Added Levy: “I don't know which is worse.”
Another BPS mess: Student applying to Boston exam school admitted to the wrong grade
It has become an annual rite of spring, the bungling of exam school applications by the Boston Public Schools.
And it looks like the admissions process for the city’s top three schools is already off to a stumbling start.
Shawn Aylward’s daughter, a sixth grader at a local parochial school, applied for a spot in the seventh grade class at one of Boston’s exam schools.
She listed the Boston Latin School as her first choice, followed by Boston Latin Academy and The John D. O'Bryant School of Mathematics and Science.

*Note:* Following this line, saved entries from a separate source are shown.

PR #47, opened 2019-10-24
feat: initial implementation of node attach

connor4312:
This doesn't totally work yet, but I figured this set of changes is big enough.
This implements attaching to an existing/running Node process. It refactors
some of the logic from `NodeLauncher` into an abstract `NodeLauncherBase`
class. We bring in the existing process picker and process tree logic, and
then to attach to a process we run the existing watchdog script (with a few
tweaks) against the target. I'm fairly happy with how this structure ended
up looking. Existing tests for the node runtime still pass.

The code in this PR successfully attaches to a running process, handles
breakpoint state and shows the callstack, but some things are still missing.
I'll add those in a separate PR, or this one if they end up being
one-line changes (I have a feeling there's just a few more .enable()
calls I need to make).

For a separate PR is setting environment variables in the attached process
so that child processes are tracked just like the programs we launch ourselves.

### DIFF
--- a/package.json
+++ b/package.json
@@ -911,7 +911,7 @@
                   "stopOnEntry": {
                     "type": "boolean",
                     "description": "%node.stopOnEntry.description%",
-                    "default": true
+                    "default": false
                   },
                   "console": {
                     "type": "string",
--- a/package.json
+++ b/package.json
@@ -107,7 +107,7 @@
   "activationEvents": [
     "onDebugInitialConfigurations",
     "onDebugResolve:NAMESPACE(node)",
-    "onCommand:extension.pickNodeProcess",
+    "onCommand:extension.NAMESPACE(node-debug).pickNodeProcess",
     "onCommand:extension.NAMESPACE(node-debug).prettyPrint",
     "onCommand:extension.NAMESPACE(node-debug).pickLoadedScript",
     "onCommand:extension.NAMESPACE(node-debug).toggleSkippingFile",
@@ -175,6 +175,11 @@
           "light": "resources/light/remove-all.svg",
           "dark": "resources/dark/remove-all.svg"
         }
+      },
+      {
+        "command": "extension.NAMESPACE(node-debug).attachNodeProcess",
+        "title": "%attach.node.process%",
+        "category": "Debug"
       }
     ],
     "menus": {
@@ -241,6 +246,9 @@
       {
         "type": "NAMESPACE(node)",
         "label": "%node.label%",
+        "variables": {
+          "PickProcess": "onCommand:extension.NAMESPACE(node-debug).pickNodeProcess"
+        },
         "configurationSnippets": [
           {
             "label": "%node.snippet.launch.label%",
--- a/src/targets/node/nodeAttacher.ts
+++ b/src/targets/node/nodeAttacher.ts
@@ -8,8 +8,11 @@ import { getWSEndpoint } from '../browser/launcher';
 import { spawnWatchdog } from './watchdogSpawn';
 import { NodeLauncherBase, IRunData } from './nodeLauncherBase';
 import { findInPath } from '../../common/pathUtils';
-import { Socket } from 'net';
 import { SubprocessProgram } from './program';
+import Cdp from '../../cdp/api';
+import { isLoopback } from '../../common/urlUtils';
+import { INodeTargetLifecycleHooks } from './nodeTarget';
+import { LeaseFile } from './lease-file';
 
 /**
  * Attaches to ongoing Node processes. This works pretty similar to the
@@ -19,6 +22,13 @@ import { SubprocessProgram } from './program';
  * child processes operate just like those we boot with the NodeLauncher.
  */
 export class NodeAttacher extends NodeLauncherBase<INodeAttachConfiguration> {
+  /**
+   * Tracker for whether we're waiting to break and instrument into the main
+   * process. This is used to avoid instrumenting unecessarily into subsequent
+   * children.
+   */
+  private capturedBreaker = false;
+
   /**
    * @inheritdoc
    */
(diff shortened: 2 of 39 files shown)


src/ui/processPicker.ts
```diff
@@ -0,0 +1,252 @@
+/*---------------------------------------------------------
```
connor4312: This is lightly modified code from the existing debug adapter, primarily just removing support for the legacy `--debug` protocol and protocol detection.

src/ui/processPicker.ts
```diff
@@ -0,0 +1,252 @@
...
+    name: 'process',
+    processId: `\${command:${Contributions.PickProcessCommand}}`,
+  };
+
+  if (!(await resolveProcessId(config))) {
+    return;
+  }
+
+  const cwd = guessWorkingDirectory(config);
+  const assignWorkspaceFolder = (obj: any) =>
```
connor4312: I wasn't super happy with this... in our defaults we have some thing, like sourcemap overrides, that map based on the workspaceFolder, and if you attach to a process in a multiroot workspace VS Code will yell at us saying it can't find a valid folder. This goes through and replaces instances of the `${workspaceFolder}` with the one we guessed. (Guessing logic is the same as what the config resolution already uses and used in v1/2 of the debug adapter)

src/ui/processTree.ts
```diff
@@ -0,0 +1,206 @@
+/*---------------------------------------------------------------------------------------------
```
connor4312: This file is identical, with Prettier formatting, to the one in node-debug

src/targets/node/nodeAttacher.ts
```diff
@@ -0,0 +1,45 @@
...
+import { NodeLauncherBase, IRunData } from './nodeLauncherBase';
+import { findInPath } from '../../common/pathUtils';
+import { Socket } from 'net';
+import { SubprocessProgram } from './program';
+
+/**
+ * Attaches to ongoing Node processes. This works pretty similar to the
+ * existing Node launcher, except with how we attach to the entry point:
+ * we don't have the bootloader in there, so we manually attach and enable
+ * the debugger, then evaluate and set the environment variables so that
```
roblourens: Not sure we should set environment variables when we attach. The existing DA doesn't work that way and it could cause strange behavior because they will be set at some random point in the program's execution

src/targets/node/watchdogSpawn.ts
```diff
@@ -0,0 +1,61 @@
...
+   */
+  ppid?: string;
+}
+
+const watchdogPath = join(__dirname, 'watchdog.js');
+
+/**
+ * Spawns a watchdog attached to the given process.
+ */
+export function spawnWatchdog(execPath: string, { ipcAddress, ...inspectorInfo }: IWatchdogInfo) {
```
roblourens: Can you explain what the watchDog is? Why does it run in a separate process?

src/ui/processPicker.ts
roblourens: `${workspaceFolder}` in a launch config should actually be handled by vscode, not the DA.

package.json
```diff
@@ -175,6 +175,11 @@
           "light": "resources/light/remove-all.svg",
           "dark": "resources/dark/remove-all.svg"
         }
+      },
+      {
+        "command": "extension.NAMESPACE(node-debug).attachNodeProcess",
```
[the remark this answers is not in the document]
connor4312: Yea, that's an option. By default `NAMSPACE(node-debug)` will convert into `pwa-node-debug`, but if you run gulp with the `--drop-in` flag it doesn't get a prefix. This was to allow us to develop vscode-pwa without having to self-host the extension, but still allowing us to do so with a build flag when we're ready.

src/targets/node/nodeAttacher.ts
connor4312: The downside is that not doing so will cause any child processes to not be instrumented. I think having an option for this would be good, I'll make a note to do that when I implement it.

src/ui/processPicker.ts
connor4312: Yea, but in a multi-root workspace where you use the process picker to choose a process to attach to (i.e. not running out of a launch.json), VS Code was failing to resolve the workspace folder. Do you know if there's a better approach here?

src/targets/node/watchdogSpawn.ts
connor4312: Pavel could explain more, the idea of the watchdog is to give us a target API for Node.js. Out of the box, Node doesn't include the Target namespace--there's no representation of child processes within its inspector protocol. The watchdog sits as a proxy which connects the Node process' CDP to the server we stand up within the BaseNodeLauncher. It handles the target IDs, opener IDs, making the node process 'look' like a webworker or any other thread within CDP.

src/targets/node/nodeAttacher.ts
connor4312: Something I also talked about with Kai yesterday was having an option to aggressively attach to any existing child processes of the tree (in an option). We already have the logic needed to get the process tree, if the children are run with `--inspect` we can connect to them out of the box, otherwise we could try to attempt to `putPidInDebugMode`. That's not for this PR, but could be a useful extension for scenarios where people run a cluster of long-running processes.

src/ui/processPicker.ts
roblourens: Where is `${workspaceFolder}` coming from in this case?

package.json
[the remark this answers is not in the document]
roblourens: Right, and this isn't really related to the PR, but after talking about the space path issue I was thinking that we might want to make it possible to use this as a drop in replacement and also run it side by side with the other versions. More like we did with node/node2. I can explain more later.

src/targets/node/nodeAttacher.ts
roblourens: Which env var controls that, NODE_OPTIONS? I agree that we should set ones for the debugger. Not user specified ones.

That's a good idea, there is also the 'cluster' module which will spawn children in debug mode if the parent is in debug mode. We already support that, we should support it here too.

src/targets/node/watchdogSpawn.ts
roblourens: Oh, I remember that now.

src/ui/processPicker.ts
connor4312: It comes from the configuration defaults. e.g. sourceMapOverrides depends on it, to resolve `webpack:///foo/bar.js` to an absolute path.

src/targets/node/nodeAttacher.ts
connor4312: Yep, NODE_OPTIONS, and then we have some extra options for the watchdog. I wouldn't touch any of the extra/user-specified variables.

package.json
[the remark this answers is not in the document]
connor4312: Ok. I'll keep it in the PR for now since we're doing this for the other command already, let's chat Monday 🙂

src/ui/processPicker.ts
roblourens: Oh ok. I guess I don't know what to do about that. We can leave it for now.

PR #48, opened 2019-10-24
Shennie/scriptskipping

Shenniey:
These changes are to add script skipping feature


connor4312:
Thanks for the PR! I can take care of the merge conflicts when it's time to merge, most of them are my fault 😄

Shenniey:
Ok! Thanks so much. That might be in a bit though cuz I just found a couple bugs.. 😅

roblourens:
Make sure we have some unit tests for the ScriptSkipper logic!

src/adapter/scriptSkipper.ts
```diff
@@ -0,0 +1,86 @@
...
+  private blackboxSender?: (params: cdp.Debugger.SetBlackboxPatternsParams) => Promise<cdp.Debugger.SetBlackboxPatternsResult | undefined>;
+
+  constructor(skipPatterns: string[]) {
+    this._userSkipPatterns = skipPatterns;
+    this._preprocessNodeInternals();
+    this._setRegexForNonNodeInternals();
+  }
+
+  private _preprocessNodeInternals(): void {
+    let nodeInternalRegex = new RegExp("^<node_internals>\/(.*)$");
```
digeff: Can we use const instead of let here?

src/adapter/scriptSkipper.ts
```diff
@@ -0,0 +1,86 @@
...
+    let nodeInternalPatterns = this._userSkipPatterns!.filter(pattern => pattern.includes("<node_internals>")).map( nodeInternal => {
+      return nodeInternalRegex.exec(nodeInternal)![1];
+    });
+    if (nodeInternalPatterns.length > 0) { // set variables to use to filter node internals when in module
+      if (nodeInternalPatterns.includes("**/*.js"))
+        this.skipAllNodeInternals = true; // this value is checked later at a later processing point
+      else
+        this._nodeInternalsRegex = this._createRegexString(nodeInternalPatterns);
+    }
+  }
```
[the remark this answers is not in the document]
Shenniey: Yup! Done

src/adapter/scriptSkipper.ts
```diff
@@ -0,0 +1,86 @@
...
+
+  constructor(skipPatterns: string[]) {
+    this._userSkipPatterns = skipPatterns;
+    this._preprocessNodeInternals();
+    this._setRegexForNonNodeInternals();
+  }
+
+  private _preprocessNodeInternals(): void {
+    let nodeInternalRegex = new RegExp("^<node_internals>\/(.*)$");
+    let nodeInternalPatterns = this._userSkipPatterns!.filter(pattern => pattern.includes("<node_internals>")).map( nodeInternal => {
```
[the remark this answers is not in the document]
Shenniey: Done!

src/adapter/scriptSkipper.ts
```diff
@@ -0,0 +1,86 @@
+import cdp from '../cdp/api';
```
roblourens: Need a copyright heaader

src/adapter/scriptSkipper.ts
```diff
@@ -0,0 +1,86 @@
...
+
+export class ScriptSkipper {
+  private _userSkipPatterns: string[];
+  private _nonNodeInternalRegex: string = "";
```
roblourens: We are using single quotes (should be in tslint)

src/adapter/scriptSkipper.ts
roblourens: You don't have to use the RegExp constructor, you can use a regex literal (like `/^<node_internals>/.*`/)

src/adapter/scriptSkipper.ts
```diff
@@ -0,0 +1,86 @@
...
+
+  private _setRegexForNonNodeInternals(): void {
+    var nonNodeInternalGlobs = this._userSkipPatterns.filter(pattern => !pattern.includes("<node_internals>"));
+    this._nonNodeInternalRegex += this._createRegexString(nonNodeInternalGlobs);
+  }
+
+  private _createRegexString(patterns: string[]): string {
+    if (patterns.length == 0)
+      return ".^";
+    return patterns.map(pattern => pattern.replace('.', '\.')).join('|');
```
roblourens: Escaping `.` isn't sufficient for escaping regex characters, see the functions in the old codebase for doing that.

src/adapter/scriptSkipper.ts
```diff
@@ -0,0 +1,86 @@
...
+      if (nodeInternalPatterns.includes("**/*.js"))
+        this.skipAllNodeInternals = true; // this value is checked later at a later processing point
+      else
+        this._nodeInternalsRegex = this._createRegexString(nodeInternalPatterns);
+    }
+  }
+
+  private _setRegexForNonNodeInternals(): void {
+    var nonNodeInternalGlobs = this._userSkipPatterns.filter(pattern => !pattern.includes("<node_internals>"));
+    this._nonNodeInternalRegex += this._createRegexString(nonNodeInternalGlobs);
```
roblourens: Keeping regexes and strings and concatenating the string with no `|` looks suspicious but I haven't looked at it in depth. Also, I am not sure why you are keeping the "non node internal" separate from the "node internal" patterns.

I know you want to get this into master so you don't have to resolve conflicts every day, I am ok merging this as a work in progress. I will wait to do an in depth review, I am guessing it will change when dynamic updating is implemented. Or I can review it more before that if you want.

Shenniey: I'm joining the patterns in the _createRegexString function, which concatenates them with a `|`. For the "non node internal" separation, it's mostly because for Node, I'm waiting until a Node target is registered so that we get the node target from the process itself. I guess we can concatenate the two lists into a single regex, if that'd be better. 

Yes, I'd like to get this merged as a work in process -- but I'd also like to clean this up as much as possible 😅. But here is a todo list of changes I'd like to have in a second PR:
- working unit tests
- working integration tests
- error handling (don't show stacktrace when error occurs)
- browser launch/attach support
- add skipfiles to intellisense
- dynamic toggling of skip files

PR #49, opened 2019-10-24
fix: pause CDP events until the adapter is fully connected to avoid races

connor4312:
Stacked on #47. The issue was that when we attach to a running Node process, it already has all the scripts and threads loaded in memory, and it was sending this effectively instantly--before we finished setting up our listeners on the CDP connection.

My initial approach was to move the call to `await this._cdp.Debugger.enable({});` to the `afterBind()` hook, but I realize it was probably just luck that made it work with Node launches initially, so instead I implementing a pause/resume mechanic in the CDP connection, allowing us to pause events sent down the CDP until after we're listening and ready to start receiving them.

### DIFF
--- a/src/targets/node/nodeTarget.ts
+++ b/src/targets/node/nodeTarget.ts
@@ -37,6 +37,7 @@ export class NodeTarget implements Target {
   ) {
     this.connection = connection;
     this._cdp = cdp;
+    cdp.pause();
     this._targetId = targetInfo.targetId;
     this._scriptName = targetInfo.title;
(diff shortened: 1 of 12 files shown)


src/targets/node/nodeTarget.ts
```diff
@@ -161,6 +162,10 @@ export class NodeTarget implements Target {
     return this._cdp;
   }
 
+  public async afterBind() {
+    this._cdp.resume();
```
roblourens: I don't see where afterBind is called from

connor4312: fixed :)

PR #50, opened 2019-10-25
Stricter tsconfig settings

roblourens:
https://github.com/microsoft/vscode-pwa/issues/36

Adds a couple tsconfig rules. Some 'any' casts where the intent is not clear, some actual type fixes.


src/adapter/threads.ts
```diff
@@ -398,7 +398,7 @@ export class Thread implements VariableStoreDelegate {
       }
 
       this._pausedDetails = this._createPausedDetails(event);
-      this._pausedDetails[kPausedEventSymbol] = event;
```
connor4312: Not sure how much refactoring you wanna do here, but this is a good use case for a `WeakMap` (and actually most WeakMap polyfills work almost the same way here--defining a non-enumerable symbol on the key objects 😛 )

src/common/objUtils.ts
```diff
@@ -35,7 +35,7 @@ export function caseInsensitiveMerge<V>(
     return {};
   }
 
-  const out = {};
+  const out: any = {};
```
connor4312:
```suggestion
  const out: { [key: string]: V } = {};
```

should work

src/int-chrome/testSetup.ts
```diff
@@ -57,7 +57,7 @@ function formLaunchArgs(
 
   const argsWithDefaults = { ...chromeLaunchConfigDefaults, ...launchArgs };
   for (let k in argsWithDefaults) {
-    launchArgs[k] = argsWithDefaults[k];
+    launchArgs[k] = (argsWithDefaults as any)[k]; // TODO@rob
```
connor4312: TIL [multiline suggestions aren't a thing, somehow](https://github.com/isaacs/github/issues/1452), but

```
Object.assign(launchArgs, argsWithDefaults)
```

should do the trick without casts

src/nodeDebugConfigurationProvider.ts
```diff
@@ -228,7 +228,7 @@ function createLaunchConfigFromContext(
           dir += '/';
         }
       }
-      config['preLaunchTask'] = 'tsc: build - tsconfig.json';
+      (config as any)['preLaunchTask'] = 'tsc: build - tsconfig.json';
```
connor4312: You can probably add this as `preLaunchTask?: string;` in IMandatedConfiguration

src/targets/node/nodeLauncher.ts
```diff
@@ -323,7 +323,7 @@ function readEnvFile(file: string): { [key: string]: string } {
   }
 
   const buffer = stripBOM(fs.readFileSync(file, 'utf8'));
-  const env = {};
+  const env: any = {};
```
connor4312:
```suggestion
  const env: { [key: string]: string } = {};
```

PR #51, opened 2019-10-25
fix: don't send the initialized event until after we respond to initi…

EricCornelson:
…alize.

The DAP specifically states that the adapter should not send any events or messages before it responds to the initialize request. VS Code will handle things just fine if it does, but VS treats this as a fatal error and closes the session.

### DIFF
--- a/src/adapter/debugAdapter.ts
+++ b/src/adapter/debugAdapter.ts
@@ -61,8 +61,9 @@ export class DebugAdapter {
   async _onInitialize(params: Dap.InitializeParams): Promise<Dap.InitializeResult | Dap.Error> {
     console.assert(params.linesStartAt1);
     console.assert(params.columnsStartAt1);
-    this.dap.initialized({});
-    return DebugAdapter.capabilities();
+    const capabilities = DebugAdapter.capabilities();
+    setTimeout(() => this.dap.initialized({}), 0);
+    return capabilities;
   }
 
   static capabilities(): Dap.Capabilities {
--- a/src/binder.ts
+++ b/src/binder.ts
@@ -49,8 +49,11 @@ export class Binder implements Disposable {
 
     this._dap.then(dap => {
       dap.on('initialize', async () => {
-        dap.initialized({});
-        return DebugAdapter.capabilities();
+        const capabilities = DebugAdapter.capabilities();
+        setTimeout(() => {
+          dap.initialized({});
+        }, 0);
+        return capabilities;
       });
       dap.on('setExceptionBreakpoints', async () => ({}));
       dap.on('setBreakpoints', async params => {


connor4312:
Hah good timing, I just ran into a failing test that was caused by this issue 😄

roblourens:
Yes, in fact we can wait to send it until we are ready to receive breakpoint requests. I think it is currently buffering these to handle later.

src/dap/connection.ts
```diff
@@ -186,7 +186,12 @@ export default class Connection {
           } else {
             response.body = result;
           }
+          const postHandlerAction = result.__postHandlerAction;
+          delete result['__postHandlerAction'];
```
connor4312: I'm not sure I like adding a side-channel like this in the generic connection code. Would using `setTimeout(() => this.dap.initialized({}))` work instead? That's also not the prettiest thing, but perhaps it might be better?

EricCornelson: I agree it's not the best. I still prefer it over `setTimeout` though because at least it's deterministic, `setTimeout` has the possibility of introducing race conditions, which we don't like 😃

connor4312:
whoops, sorry, deleted my comment. I'm looking at this right now, I think the solution here might fix VS but there's another race that's happening...

EricCornelson:
Another option is rather than having the handlers return a response and have the connection automatically send it over dap, we just have the handlers return void and each handler can take care of sending its response as it likes.

This results in a little more code and a little less "magic" with responses being handled automatically, but allows for much greater flexibility.

roblourens:
Sorry I thought this was an issue, not a PR, because the beta notifications UI is confusing.

re: races, in the node launch case and break on load cases you are still starting in paused mode so that isn't an issue.

I still like automatically sending responses.

connor4312:
I'm not sure I like the idea of an 'after response' invokation in the connection level. I'm not sure to what degree we'd want to use it, or even whether it'd be entirely appropriate for the `initialized()` response long term. For instance, if we later want to wait for another event before sending that we're initialized in the future, this won't be as useful. Most of our calls are driven by events on our side, I think that giving a call synchronously after an instigating request is pretty rare--but I could be wrong, I don't claim to be a CDP/DAP guru just yet 😛 

Imo a `setTimeout(() => initialized(), 0)` is _probably_ fine for now.

EricCornelson:
> I'm not sure I like the idea of an 'after response' invokation in the connection level. I'm not sure to what degree we'd want to use it, or even whether it'd be entirely appropriate for the `initialized()` response long term. For instance, if we later want to wait for another event before sending that we're initialized in the future, this won't be as useful. It also opens the question of how we handle responses and errors, if we wanted to invoke a method that returned any non-void value.
> 
> Most of our calls are driven by events on our side, I think that giving a call synchronously after an instigating request is pretty rare--but I could be wrong, I don't claim to be a CDP/DAP guru just yet 😛
> 
> Imo a `setTimeout(() => initialized(), 0)` is _probably_ fine for now.

Fair enough. Changed it to setTimeout.

connor4312:
Not here, it was elsewhere in the adapter, fixed in one of my attach PRs

PR #53, opened 2019-10-25
fix: use default sourceMapOverrides if not in launch config.

EricCornelson:
Also pulling the default sourceMapPathOverrides from v1/v2

### DIFF
--- a/src/configuration.ts
+++ b/src/configuration.ts
@@ -319,7 +319,7 @@ export type AnyLaunchConfiguration = AnyChromeConfiguration | AnyNodeConfigurati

So both the student and her parents were mystified when a letter recently arrived with an offer of a seat in the incoming ninth grade class at the O’Bryant; she also was placed on the waiting list for BLA behind 83 other applicants.
The family had provided extensive residency documentation to BPS administrators, from her birth certificate to school grades.
Aylward, a graduate of Boston Latin School himself, is mystified as to how the mix up could have occurred.
“She is 12 years old - it is definitely very confusing,” Aylward told Contrarian Boston. “We went through this whole process and they can’t even get the grade right.”